PR #2718, opened 2023-11-08
Add `ConstantsInTraitsRule`

paulbalandan:
This PR adds a rule to flag usage of constants inside traits, which feature is only available on PHP 8.2 and later.

Ref: https://php.watch/versions/8.2/constants-in-traits

### DIFF
--- a/conf/config.level0.neon
+++ b/conf/config.level0.neon
@@ -88,6 +88,7 @@ rules:
 	- PHPStan\Rules\Properties\MissingReadOnlyPropertyAssignRule
 	- PHPStan\Rules\Properties\PropertyAttributesRule
 	- PHPStan\Rules\Properties\ReadOnlyPropertyRule
+	- PHPStan\Rules\Traits\ConstantsInTraitsRule
 	- PHPStan\Rules\Variables\UnsetRule
 	- PHPStan\Rules\Whitespace\FileWhitespaceRule
 
--- a/src/Php/PhpVersion.php
+++ b/src/Php/PhpVersion.php
@@ -232,4 +232,9 @@ class PhpVersion
 		return $this->versionId >= 80300;
 	}
 
+	public function supportsConstantsInTraits(): bool
+	{
+		return $this->versionId >= 80200;
+	}
+
 }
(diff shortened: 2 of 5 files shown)


ondrejmirtes (changes requested):
Hi, this really does not have to be a Collector+Rule, just a simple Rule.

paulbalandan:
> Hi, this really does not have to be a Collector+Rule, just a simple Rule.

Initially, I tried using rule only targeting the `ClassConst` node but not getting any luck. Upon dumping the nodes, I found the node for traits is `CollectedDataNode` so I tried working on that direction. Did I miss anything?

ondrejmirtes:
Yes, ClassConst rule should be fine, please push your earlier attempt and I'll see what's wrong.

ondrejmirtes:
You need to use the trait by a class in order to have it inspected.

Alternatively (maybe a better option) is to hook your rule onto Trait_ node and inspect its stmts.

ondrejmirtes:
Looks pretty okay now. FYI there are dozens of similar rules that could be implemented that PHPStan does not check but PHP crashes on it. Would you be interested in looking at the list and maybe implementing some of them? Thank you!

paulbalandan:
> Looks pretty okay now. FYI there are dozens of similar rules that could be implemented that PHPStan does not check but PHP crashes on it. Would you be interested in looking at the list and maybe implementing some of them? Thank you!

Sure. Maybe you have a list or something?

paulbalandan:
The larastan tests failures are not mine as I see from the larastan repo their build is failing. Not sure for phpstan-doctrine, though.

ondrejmirtes:
Thank you very much. The failures are not your fault, you certainly couldn't break that with a new rule :)

As for the other rule ideas. Here's one list:

* https://github.com/phpstan/phpstan/milestone/2

And I also have a pretty comprehensive list in a private  Trello board. If you give me your email address, I can invite you to it.

paulbalandan:
Thanks! Here's my email: paulbalandan[at]gmail.com

ondrejmirtes:
Just invited you, thanks!

PR #2722, opened 2023-11-09
Fix return value of mailparse_msg_get_part()

jlherren:
It may return false when the part was not found.

https://github.com/php/pecl-mail-mailparse/blob/7f58ef4910fdc6a41f15527a4aa1e16cbdb6cdfd/mailparse.c#L1563


ondrejmirtes:
Thank you.

PR #2723, opened 2023-11-10
fix reflection golden test on push

schlndh:
I noticed that the reflection golden test passed on [this commit](https://github.com/phpstan/phpstan-src/commit/c86d4af618446d48fee79f035daa6c349ab8f012). It turns out that I had the ref wrong for push - it generated the golden data from the commit itself.


ondrejmirtes:
Thank you!

PR #2724, opened 2023-11-10
Merge InvalidPHPStanDocTagRule into InvalidPhpDocTagValueRule.

mad-briller:
I noticed that the code in `InvalidPHPStanDocTagRule` and `InvalidPhpDocTagValueRule` is very similar, and phpstan is parsing all relevant phpdocs twice in these rules due to this duplication of code.

An alternative considered was using `FileTypeMapper` to get a cached phpdoc instead, but because `->getResolvedPhpDoc` does not have an expression level scope it was not feasible.

I understand it may be preferable to keep the old structure, so feel free to decline this pr if this is undesired.


mad-briller:
not sure what's going on with CI but the failures seem unrelated

ondrejmirtes:
Hi, I'd like to understand what is the goal here: is it performance, is it code deduplication, is it something else?

mad-briller:
The goal is performance, but after further investigation i think the impact is not as big as i initially believed.

When profiling phpstan analyzing a single file, i saw that these 2 rules were taking a significant portion of the execution time (~6% iirc, lost the profiles), so i looked into what they were doing to reduce the cost and this stood out, as the profiler reported most of the time is spent in the rules is in the phpdoc `parse()` method.

However i realised that profiling using `bin/phpstan test.php` to analyse a file in the root of the `phpstan-src` repo influenced the results, as the `StubValidator` is running these rules over all the stub files in phpstan, skewing the results and over-inflating their costs relative to what is being analysed, and causing me to believe this change to had a bigger overall impact.

Instead, i analysed a ~50 file repo and the InvalidPHPStanDocTagRule takes 0.2% of time and InvalidPhpDocTagValueRule 0.6% of time. 

After this change the InvalidPhpDocTagValueRule still only takes 0.6% of time, so this is still a performance win as the cost of the InvalidPHPStanDocTagRule is mostly absorbed into the InvalidPhpDocTagValueRule, but in absolute terms it is not as massive as i first believed so it's at your discretion whether to accept it.

ondrejmirtes:
Yeah, I'm gonna close this. I prefer the code to look how it looks now. One rule is for reporting parse errors in PHPDocs, the other for reporting unknown `@phpstan-` tags.

PR #2727, opened 2023-11-12
Change iptcparse return type

ManuelHu:
`iptcparse` should only return string-indexed arrays with string[]-data associated, if I am reading the correctly: https://github.com/php/php-src/blob/524b13460752fba908f88e3c4428b91fa66c083a/ext/standard/iptc.c#L355-L365.


ondrejmirtes:
Thank you.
● ● ● ●
◆ WORK ITEM ◆
Find each line in the listing above that contains "implementing", and copy that line.

◆ ANSWER TO THIS TASK ◆
Looks pretty okay now. FYI there are dozens of similar rules that could be implemented that PHPStan does not check but PHP crashes on it. Would you be interested in looking at the list and maybe implementing some of them? Thank you!
> Looks pretty okay now. FYI there are dozens of similar rules that could be implemented that PHPStan does not check but PHP crashes on it. Would you be interested in looking at the list and maybe implementing some of them? Thank you!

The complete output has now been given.